Andrés Rueda, o presidente do Santos, convocou uma entrevista coletiva de imprensa nesta segunda-feira, 20, para denunciar um funcionário do clube, que teria tentado subornar uma jogadora do Red Bull Bragantino em uma partida entre os dois clubes pelo Campeonato Brasileiro Feminino – o duelo aconteceu no domingo passado, 19, na Vila Belmiro, e terminou empatado em 1 a 1. Segundo o dirigente, que não revelou a identidade do homem, o infrator queria manipular o duelo para lucrar com apostas. De acordo com Rueda, o funcionário foi demitido e o caso pode ser a “ponta do iceberg” no futebol brasileiro.

“A gente teve um fato lamentável comprovadamente nesse fim de semana e que talvez seja a cabeça de um iceberg do que está acontecendo no nosso futebol. Um funcionário do nosso clube, do futebol feminino, utilizando-se de um intermediário do Bragantino, tentou subornar uma jogadora do Bragantino para arranjar um resultado elástico já no primeiro tempo do jogo para efeito de apostas”, disse o mandatário santista.
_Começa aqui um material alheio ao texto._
PR #3385, opened 2024-11-26
avm: Remove `once_cell` dependency

acheroncrypto:
### Problem

Rust's standard library supports the functionality of [`once_cell::sync::Lazy`](https://docs.rs/once_cell/1.20.2/once_cell/sync/struct.Lazy.html) with [`std::sync::LazyLock`](https://doc.rust-lang.org/std/sync/struct.LazyLock.html) since Rust v1.80 (stable).

We can switch to using the `std` implementation to remove the `once_cell` dependency from `avm`:

https://github.com/coral-xyz/anchor/blob/4b12678ca39973789da9de28b60d80a947019a62/avm/src/lib.rs#L15

https://github.com/coral-xyz/anchor/blob/4b12678ca39973789da9de28b60d80a947019a62/avm/Cargo.toml#L22

### Summary of changes

Remove the `once_cell` dependency from `avm`.

### DIFF
--- a/Cargo.lock
+++ b/Cargo.lock
@@ -660,7 +660,6 @@ dependencies = [
  "clap 4.5.17",
  "clap_complete",
  "dirs",
- "once_cell",
  "reqwest",
  "semver",
  "serde",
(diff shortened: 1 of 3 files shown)


Adrena-Corto:
Break for people still using solana 1.18.17, which is the recommended version on the Anchor website 💀
Screenshot 2024-11-28 at 9 53 37 AM
https://www.anchor-lang.com/release-notes/0.30.1

acheroncrypto:
`avm` has nothing to do with which Solana version you use.

Issue #3408, opened 2024-12-06
Got Error during installing anchor on M1 arch.


juwoong:
- OS: MacOS Sequoia 15.0.1 
- rustc: `1.83.0` 

I tried to install `anchor-cli` following offical document. 

```bash
cargo install --git https://github.com/coral-xyz/anchor --tag v0.30.1 anchor-cli --locked
```

But I got following error 
```bash
error[E0282]: type annotations needed for `Box<_>`
  --> /Users/juwoong/.cargo/registry/src/index.crates.io-6f17d22bba15001f/time-0.3.29/src/format_description/parse/mod.rs:83:9
   |
83 |     let items = format_items
   |         ^^^^^
...
86 |     Ok(items.into())
   |              ---- type must be known at this point
   |
   = note: this is an inference error on crate `time` caused by an API change in Rust 1.80.0; update `time` to version `>=0.3.35` by calling `cargo update`
```

juwoong:
I believe this is not that major error, so I will try to fix and make PR asap.

acheroncrypto:
This was fixed in https://github.com/coral-xyz/anchor/pull/3143 and is a duplicate of https://github.com/coral-xyz/anchor/issues/3126.

Using `--tag v0.30.1 --locked` during installation won't work with `rustc >=1.79` because of the reasons explained in the PR.

Also, it's recommended to use `avm` when installing (see https://github.com/coral-xyz/anchor/pull/3143#issuecomment-2463348738).

PR #3410, opened 2024-12-06
fix: set time dependency version to resolve rustc 1.80.0+ install issues

juwoong:
- #3408 
- make diff from tag `0.30.1` 
- check install successfully at rustc version `1.75.0` and `1.83.0`
- test passed

### DIFF
--- a/Cargo.lock
+++ b/Cargo.lock
@@ -1432,9 +1432,12 @@ dependencies = [
 
 [[package]]
 name = "deranged"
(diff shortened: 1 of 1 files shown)


acheroncrypto (commented):
As you can see, there are conflicts because this was already fixed in https://github.com/coral-xyz/anchor/pull/3143.

juwoong:
@acheroncrypto then please update it on documents

Issue #444, opened 2021-06-30
lang: IDL authority should use the program upgrade authority


armaniferrante:
Instead of there being a separate idl authority, the existing upgrade authority account should be used.

paul-schaaf:
Some more context from @armaniferrante

> IDL authority should default to the program upgrade authority. Currently, the IDL accounts live at deterministic addresses associated with the program ID. However, anyone can upload the first IDL, which sets the authority--which must be used for subsequent updates. Instead, this should just be the program upgrade authority.

I'll get to work on this one

paul-schaaf:
@armaniferrante u said it should "default" to the program upgrade authority, implying that there can be other authorities but I wonder whether this is necessary. If there is a program upgrade authority, I think it would be fine to be opinionated and not allow a different authority which would also simplify key management for the user. If there is no program upgrade authority, I dont see a reason why anyone should be able to update the IDL.

If there is a reason to have two distinct authorities, I would still suggest forcing that the program upgrade authority is the signer on the idl init instruction which sets the idl authority

armaniferrante:
Having a single authority for both the IDL and program upgrade sounds great.

Henry-E:
Anchor never really added much support (i think) for loading up program metadata accounts. If it did have native support for those account types then it should be as simple as adding the deprecated `pub program_meta: ProgramAccount<'info, ProgramMetadata>` and accessing the `program_meta.upgrade_authority`. 

We'd have to add support for deserializing into the [upgradeable loader state](https://docs.rs/solana-program/latest/solana_program/bpf_loader_upgradeable/enum.UpgradeableLoaderState.html ) and accessing just the `authority_address`. 

Not hugely complicated if anyone reading this wanted to look into it.

jacobcreech:
Closing this as we're moving to a separate way of uploading idls https://github.com/solana-foundation/anchor/issues/3644

PR #3423, opened 2024-12-11
lang: Require `IdlCreateAccounts` instruction authority to be the program authority

acheroncrypto:
### Problem

As mentioned in https://github.com/coral-xyz/anchor/issues/444#issuecomment-957056279, [`IdlCreateAccounts`](https://github.com/coral-xyz/anchor/blob/be3ab9902fe6657c470317caf63faf2a566d690b/lang/syn/src/codegen/program/idl.rs#L36-L55) instruction is permissionless, meaning anyone can claim the IDL authority of a program if it hasn't yet been claimed:

https://github.com/coral-xyz/anchor/blob/be3ab9902fe6657c470317caf63faf2a566d690b/lang/syn/src/codegen/program/idl.rs#L39-L41

### Summary of changes

Require `from` account of `IdlCreateAccounts` to be the program authority.

**Note:** This only changes the initial IDL creation instruction authorit, meaning any existing IDL authority won't be affected by this change. Ideally the IDL authority and the program deploy authority should be the same, but given that could break existing programs, it makes more sense to only let the IDL account to be initialized by the program deploy authority.

Resolves https://github.com/coral-xyz/anchor/issues/444

### DIFF
--- a/lang/syn/src/codegen/program/entry.rs
+++ b/lang/syn/src/codegen/program/entry.rs
@@ -1,9 +1,8 @@
 use crate::Program;
-use heck::CamelCase;
 use quote::quote;
 
 pub fn generate(program: &Program) -> proc_macro2::TokenStream {
-    let name: proc_macro2::TokenStream = program.name.to_string().to_camel_case().parse().unwrap();
+    let name = program.struct_name();
     quote! {
         #[cfg(not(feature = "no-entrypoint"))]
         anchor_lang::solana_program::entrypoint!(entry);
--- a/lang/syn/src/codegen/program/handlers.rs
+++ b/lang/syn/src/codegen/program/handlers.rs
@@ -10,7 +10,7 @@ pub fn generate(program: &Program) -> proc_macro2::TokenStream {
     let program_name = &program.name;
     // A constant token stream that stores the accounts and functions, required to live
     // inside the target program in order to get the program ID.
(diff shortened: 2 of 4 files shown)


bench/BINARY_SIZE.md
```diff
@@ -18,7 +18,7 @@ Solana version: 2.1.0
 
 | Program | Binary Size | -                        |
 | ------- | ----------- | ------------------------ |
-| bench   | 1,041,928   | 🔴 **+250,920 (31.72%)** |
+| bench   | 1,106,136   | 🔴 **+315,128 (39.84%)** |
```
acheroncrypto, line 21: It's crazy that this simple change adds ~60 KB to the program binary. I guess we could optimize it by not using the existing types such as `ProgramData` (which imports `bincode`) and interpreting the account data ourselves, but given we're planning to get rid of these instructions, it's probably fine to keep it as is and not complicate things further.

robre:
looks good!

bench/BINARY_SIZE.md
robre: Cool to see that you're tracking this. 60kb does sound way too much, but I agree with you here

jacobcreech:
Closing in favor of different implementation https://github.com/solana-foundation/anchor/issues/3644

Ainda segundo o presidente, a jogadora supostamente procurada para receber o suborno acionou o diretor executivo do Red Bull Bragantino, Thiago Scuro, para relatar o caso.

“A alegação é de que o Bragantino já estava eliminado. A jogadora prontamente recusou a proposta e comunicou seus superiores, que têm uma relação muito forte com o Thiago, apresentando inclusive provas materiais, prints de conversas. Tão logo chegou ao nosso conhecimento, junto com o Thiago, a gente tomou algumas providências. Providências que tomamos de imediato: demissão por justa causa de todos os envolvidos. Oficiamos imediatamente a CBF, colocando as provas, os prints”, continuou Rueda. “O resultado não era para o resultado da partida, era para que acontecessem algumas condições no primeiro tempo”, completou.

Andrés Rueda ainda revelou que a arbitragem da partida pode estar envolvida no caso e disse que abriu um boletim de ocorrência para apurar o caso. “Em uma passagem inclusive do início do jogo, um negócio no mínimo esquisito, um funcionário dando supostamente um envelope para a quarta árbitra (Adeli Mara Monteiro) na frente da juíza (Marianna Nanni Batalha), que tem de ser investigado. Avisamos a CBF. Abrimos um BO para apuração criminal dos fatos e estamos preparando todo um material para encaminhar para o Ministério Público. Não ficaremos contentes enquanto não apurarmos toda a podridão”, finalizou.